Statistical analysis

For primary samples, Wilcoxon score test and chi-square test were used. Mann–Whitney U test was performed for assessing statistical differences in parental and chemo-resistant cell lines.

Clinical end-points were response rate, PFS and overall survival (OS). Tumour assessment by computed tomography scan was performed every 2–3 months until progressive disease. Patients without a second computed tomography evaluation were not assessable for response rate. PFS was defined as the time of the initial first-line chemotherapy dose until disease progression, death from any cause or administrative end of follow-up, whichever occurs first. Overall survival was defined as the time from first-line chemotherapy initiation to death for any cause or administrative end of follow-up, whichever is first. Kaplan–Meier curves were used to plot PFS and OS. Cox proportional hazard regression was used to perform the survival analysis. All P-values were two-sided. Analysis was performed by using SAS V9.4 (SAS Institute, Cary, NC, USA) statistical software.

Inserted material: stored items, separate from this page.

PR #463, opened 2020-12-03
Remove python version checks 

aaronayres35:
part of #415 

This PR removes any explicit python version checks and only keeps the code paths that are specific to python versions we plan to continue to support (python >=3.6).

### DIFF
--- a/enable/tests/primitives/test_image.py
+++ b/enable/tests/primitives/test_image.py
@@ -5,10 +5,7 @@ import sys
 
 import six
 
-if sys.version_info[:2] == (2, 6):
-    import unittest2 as unittest
-else:
-    import unittest
+import unittest
 
 import numpy as np
 from numpy.testing import assert_array_equal
--- a/enable/tests/primitives/test_image.py
+++ b/enable/tests/primitives/test_image.py
@@ -2,10 +2,9 @@
 
 import os
 import sys
+import unittest
 
 import six
-
-import unittest
 
 import numpy as np
 from numpy.testing import assert_array_equal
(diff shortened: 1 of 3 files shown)


enable/tests/primitives/test_image.py
```diff
@@ -5,10 +5,7 @@
 
 import six
 
-if sys.version_info[:2] == (2, 6):
-    import unittest2 as unittest
-else:
-    import unittest
+import unittest
```
jwiggins, line 8: This belongs with the stdlib imports above `six`

kiva/fonttools/font.py
```diff
@@ -86,11 +86,6 @@ def __init__(self, face_name="", size=12, family=SWISS, weight=NORMAL,
             (type(underline) != int) or (not isinstance(face_name, six.string_types)) or \
             (type(encoding) != type(DEFAULT)):
                 raise RuntimeError("Bad value in Font() constructor.")
-        ### HACK:  C++ stuff expects a string (not unicode) for the face_name, so fix
-        ###        if needed.
-        ### Only for python < 3
-        if six.PY2 and isinstance(face_name, six.text_type):
-            face_name = face_name.encode("latin1")
```
jwiggins, line 93: Do we have test coverage for this code?

jwiggins (commented):
A couple comments

kiva/fonttools/font.py
aaronayres35: I ran the test suite under coverage, and the if statement was previously hit by the tests.  But since we only test on python 3.6 now, `six.PY2` is never true.  The `__init__` method is called in tests though yes.

jwiggins: 👍

jwiggins (approved):
Thanks for the update

PR #465, opened 2020-12-03
remove all "coding: UTF-8" headers

aaronayres35:
part of #415 

Python 3 reads source code in UTF-8 by default, so these can all be removed


jwiggins (approved):
LGTM

PR #466, opened 2020-12-03
Remove commented out code

aaronayres35:
This PR simply removes a bunch of commented out code from the code base.  There is certainly more that should be removed still floating around


jwiggins (approved):
😍

PR #594, opened 2026-06-06
tps6598x: add spmi transport

yuyuyureka:


src/tps6598x.c
```diff
@@ -50,29 +70,78 @@ void tps6598x_shutdown(tps6598x_dev_t *dev)
...
+    u8 val = ~reg;
+    if (spmi_reg0_write(dev->spmi, dev->addr, reg) < 0)
+        return -1;
+
+    while (val != reg) {
+        if (spmi_ext_read(dev->spmi, dev->addr, 0, &val, 1) < 0)
+            return -1;
+        if (val == reg)
+            break;
+        if (val != (reg | 0x80))
```
svenpeter42: do you know what 0x80 means here? please #define these magic numbers here (and further below) if possilbe

src/tps6598x.c
```diff
@@ -50,29 +70,78 @@ void tps6598x_shutdown(tps6598x_dev_t *dev)
...
+
+static int tps6598x_write_reg(tps6598x_dev_t *dev, const u8 reg, const u8 *data, size_t len)
+{
+    if (dev->i2c)
+        return i2c_smbus_write(dev->i2c, dev->addr, reg, data, len);
+
+    if (dev->spmi) {
+        if (tps6598x_spmi_select_reg(dev, reg) < 0)
+            return -1;
+        if (spmi_ext_write(dev->spmi, dev->addr, 0xa0, data, len) < 0)
```
svenpeter42: what's 0xa0?

src/tps6598x.c
```diff
@@ -50,29 +70,78 @@ void tps6598x_shutdown(tps6598x_dev_t *dev)
...
+
+static int tps6598x_read_reg(tps6598x_dev_t *dev, const u8 reg, u8 *data, size_t len)
+{
+    if (dev->i2c)
+        return i2c_smbus_read(dev->i2c, dev->addr, reg, data, len);
+
+    if (dev->spmi) {
+        if (tps6598x_spmi_select_reg(dev, reg) < 0)
+            return -1;
+        if (spmi_ext_read(dev->spmi, dev->addr, 0x20, data, len) < 0)
```
svenpeter42: what's 0x20?

svenpeter42 (changes requested):
just a quick glance, will take a look at the rest probably on the weekend

yuyuyureka:
Updated with defines for the offsets. According to https://asahilinux.org/docs/hw/peripherals/ace3/, 0xa0 is an alias to 0x20, so I'm re-using that as TPS_SPMI_REG_DATA.

yuyuyureka:
Marked as draft because something is weird with commands which take >1 byte params, like LOCK

yuyuyureka:
Rebased and marked ready, as USE_DEBUG_USB is working on the J700 / MacBook Neo!

svenpeter42:
i'm a bit confused why there are rust changes in this PR now, I don't see them used anywhere.

WhatAmISupposedToPutHere:
> i'm a bit confused why there are rust changes in this PR now, I don't see them used anywhere.

Those look like they were accidentally pulled from https://github.com/AsahiLinux/m1n1/pull/614 somehow

src/tps6598x.c
```diff
@@ -265,55 +344,91 @@ int tps6598x_enable_debugusb(void)
...
-            ret = snprintf(hpm_path, sizeof(hpm_path), "/arm-io/%s/%s/%s", adt_get_name(adt, node),
-                           adt_get_name(adt, mngr_node), name);
-            if (ret < 0 || (size_t)ret >= sizeof(hpm_path))
-                continue;
-
-            found = true;
+            int it = mngr_node;
+            ADT_FOREACH_CHILD(adt, it)
+            {
+                if (adt_is_compatible(adt, it, "usbc,cd3217"))
```
svenpeter42: maybe it's too late or too hot but I can't really follow what's going on here anymore. can you maybe add a few comments? or maybe split this out into multiple functions? 

I think this should be !adt_is_compatible though

yuyuyureka:
The Rust changes were required for adt_is_compatible not to crash when running on nodes without a compatible prop (which is the case on some first-children of i2c nodes on M4+ devices). They're now already merged into main (through #614).

I will make this into a draft again, because I need to add a check for spmi gen4+ first, otherwise it will crash M5+ devices while trying to initialize the hpm.

yuyuyureka:
Rebased on top of #636, making many of the changes in usb.c and enter_debugusb unnecessary. Added comments so hopefully the code is easier to understand.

Nuclear expression of p-IGF-1R predicts poor survival in mCRC patients treated with first-line chemotherapy and targeted agents

First, we evaluated the pattern of p-IGF-1R expression by IHC in 563 samples from mCRC patients. Representative cases of membrane, perinuclear, negative and exclusive nuclear p-IGF-1R IHC staining are shown in Figure 1A. Nuclear p-IGF-1R staining was present in 35% of patients in the SIEMENS-2 cohort, in 36% in the BECOX trial and in 16% of patients in the PULSE and POSIBA trials. The frequency of nuclear p-IGF-1R expression was significantly higher in BRAF mutant (49%) compared to RAS mutant (14%) or double wild-type (2WT) (23%) patients (P<0.0001). In addition, cases with p-IGF-1R expression identified exclusively in the nucleus were higher in BRAF mutant (16%) than in RAS mutant (2%) or 2WT (4%) patients (P<0.0001) (Supplementary Table S1). A summary of the patient characteristics is shown in Supplementary Table S1. For those patients with available clinical information (n=470), our analysis showed that nuclear p-IGF-1R was associated with poor eastern cooperative oncology group scale of performance status (P=0.001), high alkaline phosphatase levels (P=0.013) and BRAF mutation (P<0.0001) (Table 1).

Figure 1
figure 1

Expression patterns of IGF-1R: nuclear expression of p-IGF-1R increases after chemotherapy exposure but only in patients with initial p-IGF-1R nuclear expression. (A) Patterns of expression of p-IGF-1R analysed with optical and confocal immunofluorescence microscopy. Arrowheads denote foci of membrane p-IGF-1R expression (top panel), granular-perinuclear and dot-like endoplasmic reticulum and Golgi patterns (middle panel), and nuclear p-IGF-1R staining (lower panel) observed in some tumours. Confocal microscope immunofluorescence shows p-IGF-1R in red, E-cadherin (green), and nuclei stained in TO-PRO-3. (B) Summary nuclear p-IGF-1R expression. RAS and BRAF mutational status in 44 pairs of primary and metastatic samples of colorectal carcinoma is also shown. Clinical data are summarised in top rows, including response rate by RECIST 1.1 criteria, PFS, and collection of the biopsy after treatment chemotherapy or chemotherapy plus anti-EGFR. The bottom three rows indicate the presence of nuclear p-IGF-1R. In green are indicated negative samples (0% of cells positive), in yellow (<20%), orange (20–50%), and red (>50%) are indicated samples with different percentage measured by IHC. Asterisks indicated biopsies obtained after anti-EGFR therapy. (C) Representative sections from IHC analysis of nuclear p-IGF-1R. Top row shows the distribution of p-IGF-1R in the primary tumour collected before treatment; a metastatic biopsy collected after chemotherapy (oxaliplatin and 5-fluorouracil) treatment is indicated in the middle row, and a representative metastatic biopsy collected after chemotherapy (including oxaliplatin, 5-fluorouracil, irinotecan) and anti-EGFR (cetuximab or panitumumab) treatment is in the bottom of the panel.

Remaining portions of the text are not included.